Finally, Abbott argues that Dr. Gardener's opinions concerning the dangerous nature of heavy metals should be excluded and thus cannot support standing. A district court is tasked with the "gatekeeping responsibility" of ensuring that expert testimony "is not only relevant, but reliable." Artis v. Santos, 95 F.4th 518, 525 (7th Cir. 2024) (quoting Daubert v. Merrel Dow Pharms., Inc., 509 U.S. 579, 598 (1993)). The proponent of the testimony must demonstrate to the Court by a preponderance of the evidence that: "(a) the expert's scientific, technical, or other specialized knowledge will be helpful to the jury; (b) the testimony is based on sufficient facts or data; (c) the testimony is the product of reliable principles and methods; and (d) the expert has reliably applied the principles and methods to the facts." Id.; Fed. R. Evid. 702. Once the Court has fulfilled its gatekeeping role, however, it must step aside. The adversarial process is the proper place to debate the weight to be given to expert testimony that is relevant and sufficiently reliable to be admissible.
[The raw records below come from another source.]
PR #2887, opened 2024-05-01
AVRO-3968 - [Java] Support for custom @AvroNamespace annotation

henryf1991:
Add support for custom AvroTypeName annotation to allow overriding namespace when generating schema with reflection

Add support for custom AvroTypeName annotation to allow overriding namespace when generating schema with reflection

## Verifying this change

## Documentation

- Does this pull request introduce a new feature? (**yes** / no)
- If yes, how is the feature documented? (not applicable / docs / **JavaDocs** / not documented)

### DIFF
--- a/lang/java/avro/src/main/java/org/apache/avro/reflect/AvroTypeName.java
+++ b/lang/java/avro/src/main/java/org/apache/avro/reflect/AvroTypeName.java
@@ -1,0 +1,33 @@
+/*
+ * Licensed to the Apache Software Foundation (ASF) under one
+ * or more contributor license agreements.  See the NOTICE file
+ * distributed with this work for additional information
+ * regarding copyright ownership.  The ASF licenses this file
+ * to you under the Apache License, Version 2.0 (the
+ * "License"); you may not use this file except in compliance
+ * with the License.  You may obtain a copy of the License at
+ *
+ *     https://www.apache.org/licenses/LICENSE-2.0
+ *
+ * Unless required by applicable law or agreed to in writing, software
+ * distributed under the License is distributed on an "AS IS" BASIS,
+ * WITHOUT WARRANTIES OR CONDITIONS OF ANY KIND, either express or implied.
+ * See the License for the specific language governing permissions and
+ * limitations under the License.
+ */
+package org.apache.avro.reflect;
+
+import java.lang.annotation.ElementType;
+import java.lang.annotation.Retention;
+import java.lang.annotation.RetentionPolicy;
+import java.lang.annotation.Target;
+
+/**
+ * Sets the avrotypename for this java type. When reading into this class, a
+ * reflectdatumreader looks for a schema field with the avrotypename.
+ */
+@Retention(RetentionPolicy.RUNTIME)
+@Target({ ElementType.TYPE })
+public @interface AvroTypeName {
+  String value() default "";
+}
--- a/lang/java/avro/src/main/java/org/apache/avro/reflect/ReflectData.java
+++ b/lang/java/avro/src/main/java/org/apache/avro/reflect/ReflectData.java
@@ -706,9 +706,7 @@ public class ReflectData extends SpecificData {
         AvroDoc annotatedDoc = c.getAnnotation(AvroDoc.class); // Docstring
         String doc = (annotatedDoc != null) ? annotatedDoc.value() : null;
         String name = c.getSimpleName();
-        String space = c.getPackage() == null ? "" : c.getPackage().getName();
-        if (c.getEnclosingClass() != null) // nested class
-          space = c.getEnclosingClass().getName().replace('$', '.');
+        String space = getNamespace(c);
         Union union = c.getAnnotation(Union.class);
         if (union != null) { // union annotated
           return getAnnotatedUnion(union, names);
@@ -800,6 +798,21 @@ public class ReflectData extends SpecificData {
     }
 
     return simpleName;
+  }
+
+  /*
+   * Function checks if there is @AvroTypeName annotation on the class. If present
+   * then returns the value of the annotation else returns the package of the
+   * class
+   */
+  private String getNamespace(Class<?> c) {
+    AvroTypeName avroTypeName = c.getAnnotation(AvroTypeName.class);
+    if (avroTypeName != null) {
+      return avroTypeName.value();
+    }
+    if (c.getEnclosingClass() != null) // nested class
+      return c.getEnclosingClass().getName().replace('$', '.');
+    return c.getPackage() == null ? "" : c.getPackage().getName();
   }
 
   private static final Schema THROWABLE_MESSAGE = makeNullable(Schema.create(Schema.Type.STRING));
--- a/lang/java/avro/src/main/java/org/apache/avro/reflect/package.html
+++ b/lang/java/avro/src/main/java/org/apache/avro/reflect/package.html
@@ -83,7 +83,10 @@ will not be written or read to.
 <p> The {@link org.apache.avro.reflect.AvroName AvroName} annotation renames 
 the field in the schema to the given name. The reflect datum reader will look 
 for a schema field with the given name, when trying to read into such an 
-annotated java field. 
+annotated java field.
+
+<p> The {@link org.apache.avro.reflect.AvroTypeName AvroTypeName} annotation renames
+the namespace in the schema to the given namespace.
 
 <p>The {@link org.apache.avro.reflect.AvroMeta AvroMeta} annotation adds an 
 arbitrary key:value pair in the schema at the node of the java field.
--- a/lang/java/avro/src/test/java/org/apache/avro/reflect/TestReflect.java
+++ b/lang/java/avro/src/test/java/org/apache/avro/reflect/TestReflect.java
@@ -1415,4 +1415,24 @@ public class TestReflect {
             + "{\"name\":\"foo\",\"type\":\"int\",\"doc\":\"Some Documentation\"}" + "]}");
   }
 
+  @AvroTypeName("org.apache.avro.reflect.OverrideNamespace")
+  private static class NamespaceTest {
+
+    @AvroTypeName("org.apache.avro.reflect.InnerOverrideNamespace")
+    private static class InnerNamespaceTest {
+    }
+  }
+
+  @Test
+  void avroOverrideNamespaceTest() {
+    check(NamespaceTest.class,
+        "{\"type\":\"record\",\"name\":\"NamespaceTest\",\"namespace\":\"org.apache.avro.reflect.OverrideNamespace\",\"fields\":[]}");
+  }
+
+  @Test
+  void avroOverrideInnerNamespaceTest() {
+    check(NamespaceTest.InnerNamespaceTest.class,
+        "{\"type\":\"record\",\"name\":\"InnerNamespaceTest\",\"namespace\":\"org.apache.avro.reflect.InnerOverrideNamespace\",\"fields\":[]}");
+  }
+
 }


lang/java/avro/src/main/java/org/apache/avro/reflect/ReflectData.java
```diff
@@ -802,6 +800,21 @@ private String simpleName(Class<?> c) {
...
+   * then returns the value of the annotation else returns the package of the
+   * class
+   */
+  private String getNamespace(Class<?> c) {
+    AvroTypeName avroTypeName = c.getAnnotation(AvroTypeName.class);
+    if (avroTypeName != null) {
+      return avroTypeName.value();
+    }
+    if (c.getEnclosingClass() != null) // nested class
+      return c.getEnclosingClass().getName().replace('$', '.');
```
opwvhk, line 814: What if the enclosing class has an @AvroTypeName?

lang/java/avro/src/main/java/org/apache/avro/reflect/ReflectData.java
```diff
@@ -706,9 +706,7 @@ protected Schema createSchema(Type type, Map<String, Schema> names) {
         AvroDoc annotatedDoc = c.getAnnotation(AvroDoc.class); // Docstring
         String doc = (annotatedDoc != null) ? annotatedDoc.value() : null;
         String name = c.getSimpleName();
-        String space = c.getPackage() == null ? "" : c.getPackage().getName();
-        if (c.getEnclosingClass() != null) // nested class
-          space = c.getEnclosingClass().getName().replace('$', '.');
+        String space = getNamespace(c);
```
opwvhk, line 709: Would the annotation @AvroTypeName not specify the type name?

lang/java/avro/src/main/java/org/apache/avro/reflect/AvroTypeName.java
```diff
@@ -0,0 +1,33 @@
...
+import java.lang.annotation.Target;
+
+/**
+ * Sets the avrotypename for this java type. When reading into this class, a
+ * reflectdatumreader looks for a schema field with the avrotypename.
+ */
+@Retention(RetentionPolicy.RUNTIME)
+@Target({ ElementType.TYPE })
+public @interface AvroTypeName {
+  String value() default "";
```
opwvhk, line 32: Do we always want to specify the name here, or also allow to override the namespace only?

opwvhk (changes requested):
The change is nicely contained and tested. Well done!
However,  it does not implement the annotation as described in Jira (yet). I'm missing the option to override the type name,  as the annotation name suggests.

lang/java/avro/src/main/java/org/apache/avro/reflect/ReflectData.java
henryf1991: @opwvhk Thats a great point! I was assuming that we should only be overriding the namespace when the class has the AvroTypeName annotation. 

Just to clarify if the class structure is as below:

```
@AvroTypeName("org.apache.avro.reflect.OverrideNamespace")
  private static class NamespaceTest {
    private static class EnclosingNamespaceTest {
    }
  }
```
When the schema definition is generated for EnclosingNamespaceTest.class, the namespace should be org.apache.avro.reflect.OverrideNamespace ?

lang/java/avro/src/main/java/org/apache/avro/reflect/ReflectData.java
henryf1991: I am not clear on this. Could you please explain this?

Do you mean to rename the function getNamespace to getTypeName ?

lang/java/avro/src/main/java/org/apache/avro/reflect/AvroTypeName.java
henryf1991: I feel the responsibility of this annotation should be solely to allow users to override the namespace only given the annotation can only be applied to classes.

ex-ratt:
Sorry for barging into the discussion uninvited, but I am following this PR, since I like the idea of such an annotation. If I understood the comments on the original issue correctly, then the annotation should not only allow to specify the namespace, but also the name of a record/enum - hence the name `@AvroTypeName` for the annotation instead of `@AvroNamespace`. The following suggestions are from Oscar's comment on the issue, I just adjusted the name of the annotation:

1. `@AvroTypeName("simpleOrFullName")` for a named type would set its name, optionally with namespace
2. `@AvroTypeName(value="simpleName", namespace="my.space")` for a named type would set its name and namespace
3. `@AvroTypeName(namespace="my.space")` for a named type would set only the namespace and let the name be inferred

I guess this is what @opwvhk is referring to.

On a related note: I really like the idea of this kind of annotation, because namespace & name of a record schema can be independent from package & name of the corresponding class. However, it does not end there: `ReflectData` and `ReflectDatumReader` are not able to deserialize data when the schema of a record/enum has a changed name or namespace. Currently, it assumes that the class can be inferred from namespace & name of a record, see `SpecificData.getClass(Schema)`, which is used by `SpecificData.newRecord(Object, Schema)` (and `ReflectData` derives from `SpecificData`). I stumbled upon this issue this week when trying to implement an `@AvroNamespace` annotation myself.

What solved this issue for me was to add a property to the generated schema (`SpecificData.CLASS_PROP`, which is already used to specify classes for Avro arrays) and override `ReflectData.getClass(Schema)` to read this property (and cache the loaded class, just like `ReflectData.getClassProp(Schema,String)`).

I would appreciate an official solution, so I can throw away my code which may break with new versions of the Avro library.

henryf1991:
> Sorry for barging into the discussion uninvited, but I am following this PR, since I like the idea of such an annotation. If I understood the comments on the original issue correctly, then the annotation should not only allow to specify the namespace, but also the name of a record/enum - hence the name `@AvroTypeName` for the annotation instead of `@AvroNamespace`. The following suggestions are from Oscar's comment on the issue, I just adjusted the name of the annotation:
> 
> 1. `@AvroTypeName("simpleOrFullName")` for a named type would set its name, optionally with namespace
> 2. `@AvroTypeName(value="simpleName", namespace="my.space")` for a named type would set its name and namespace
> 3. `@AvroTypeName(namespace="my.space")` for a named type would set only the namespace and let the name be inferred
> 
> I guess this is what @opwvhk is referring to.
> 
> On a related note: I really like the idea of this kind of annotation, because namespace & name of a record schema can be independent from package & name of the corresponding class. However, it does not end there: `ReflectData` and `ReflectDatumReader` are not able to deserialize data when the schema of a record/enum has a changed name or namespace. Currently, it assumes that the class can be inferred from namespace & name of a record, see `SpecificData.getClass(Schema)`, which is used by `SpecificData.newRecord(Object, Schema)` (and `ReflectData` derives from `SpecificData`). I stumbled upon this issue this week when trying to implement an `@AvroNamespace` annotation myself.
> 
> What solved this issue for me was to add a property to the generated schema (`SpecificData.CLASS_PROP`, which is already used to specify classes for Avro arrays) and override `ReflectData.getClass(Schema)` to read this property (and cache the loaded class, just like `ReflectData.getClassProp(Schema,String)`).
> 
> I would appreciate an official solution, so I can throw away my code which may break with new versions of the Avro library.

@ex-ratt Thanks for your suggestion and your comment was really helpful for me to understand.

Regarding you point where we can extend the `@AvroTypeName` annotation functionality to also override the name of the record, in my opinion there is already `@AvroName` annotation that specially does this. Letting the users override the record name using both `@AvroTypeName` and `@AvroName` might be confusing and may also cause conflicts. Take the example below

`
@AvroTypeName(value = "OverridenAddressValue1")
class Address {
string address;
}
`

`
class Person {
@AvroName(value = "OverridenAddressValue2")
string address;
}
`

When the Person schema is generated, what should the name of the `Address` record be, OverridenAddressValue1 or OverridenAddressValue2?

Hence I would rather have @AvroTypeName only applied at class  level to only override the namespace. Having thought about its better to rename @AvroTypeName to @AvroNamespace. @opwvhk  what are your thoughts on this?

Regarding your second point about deserialization failing when using the annotation, that a good point, I l write a testcase to confirm and fix if necessary.

opwvhk:
> Regarding you point where we can extend the `@AvroTypeName` annotation functionality to also override the name of the record, in my opinion there is already `@AvroName` annotation that specially does this.

Actually, `@AvroName` if for fields only; not types. In the original discussion we came to the conclusion that adding a `namespace` field to that annotation would lead to confusion. On the other hand, using a separate `@AvroNamespace` annotation would be a start into the annotation problems  ([as written about quite a bit](https://duckduckgo.com/?q=java+annotations+mistake+problem)).

With this, I think we should make a choice:

1. Use `@AvroName` for field names, and `@AvroTypeName` for the full type names (i.e., including namespace)
2. Adjust `@AvroName` for fields and types, and `@AvroNamespace` for type namespaces
3. Use `@AvroName` only, but add a special syntax like `my.namespace._` to override the namespace only

The advantage of option 2 is that this sidesteps this entire discussion, but it also means there are 2 annotations to adjust the full type name. The latter is what will stay with us forever.

The advantage of option 3 is that we don't have two annotations on full type names, but I'm not happy with the extra syntax.

henryf1991:
> 1. Use `@AvroName` for field names, and `@AvroTypeName` for the full type names (i.e., including namespace)
> 2. Adjust `@AvroName` for fields and types, and `@AvroNamespace` for type namespaces
> 3. Use `@AvroName` only, but add a special syntax like `my.namespace._` to override the namespace only
> 
> The advantage of option 2 is that this sidesteps this entire discussion, but it also means there are 2 annotations to adjust the full type name. The latter is what will stay with us forever.
> 
> The advantage of option 3 is that we don't have two annotations on full type names, but I'm not happy with the extra syntax.

I prefer the option 2 where `@AvroNamespace` would let you only override the namespace only and can only be applied at class level. And use the existing `@AvroName ` annotation let you override the name only (no changes to be done for this as this is an existing functionality). 

I dont think option 3 works too well because `@AvroName` annotation can be applied on primitive types as well today and primitive types dont have a namespace attribute on their own.

If we agree that option 2 is the best course of action to implement this feature, then the current code anyways does that today with the only difference being the name of the annotation is `@AvroTypeName` instead of `@AvroNamespace`.

@opwvhk if thats fine I l just update the name to `@AvroNamespace` and the code in its current state does what is expected.

henryf1991:
Hi @opwvhk. 

Kind reminder. Awaiting your response so I can make the changes required

henryf1991:
@opwvhk I have made the changes discussed

1. Updated name of @AvroTypeName to @AvroNamespace
2. Updated implementation of ReflectDatumReader to ensure deserialization works as expected
3. Added check to make sure if enclosing class has @AvroNamespace annotation, then the namespace is respected

lang/java/avro/src/main/java/org/apache/avro/reflect/ReflectData.java
henryf1991: This is now addressed

ex-ratt: I'm not a reviewer, but have a few questions.

1. Classes can be nested further, e.g. a class within a class within a top-level class. Would this method need recursion? Or should only one level of nesting be supported?
2. Without the namespace annotation, the namespace of a top-level class is its package, and the namespace of a nested class is package plus name of its enclosing class. In case the enclosing class has the namespace annotation, should its name also be added to the nested namespace in the same way?

henryf1991: Please find my comments below

1. Classes can be nested further, e.g. a class within a class within a top-level class. Would this method need recursion? Or should only one level of nesting be supported? - _To avoid any deviation I have kept the implementation same as the current implementation (without the namespace annotation) which only looks at the immediate top enclosing class for forming the namepsace._

2. Without the namespace annotation, the namespace of a top-level class is its package, and the namespace of a nested class is package plus name of its enclosing class. In case the enclosing class has the namespace annotation, should its name also be added to the nested namespace in the same way? - _Thats a valid point. Happy to change if the reviewer suggests so_

henryf1991:
@opwvhk awaiting you review

henryf1991:
Awaiting review on this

Artis, 95 F.4th at 527 (quoting
Daubert, 509 U.S. at 596) ("After the [gatekeeping] threshold, 'the familiar tools of vigorous cross-examination, presentation of contrary evidence, and careful instruction on the burden of proof' will do."). Abbott takes issue with Dr. Gardener's "no safe level" theory, in which she effectively concludes that ingesting lead at any dose is harmful. The Court finds Dr. Gardener's testimony sufficiently reliable. Abbott does not challenge Dr. Gardener's qualifications: she has worked as an epidemiologist for roughly 17 years, with "much of [her] work . . . center[ing] around diet and other environmental causes for neurological diseases." Expert Rep. of Hannah E. Gardener ¶¶ 1–3. Her conclusions are also grounded in the "public health messaging that there is no safe level of lead exposure"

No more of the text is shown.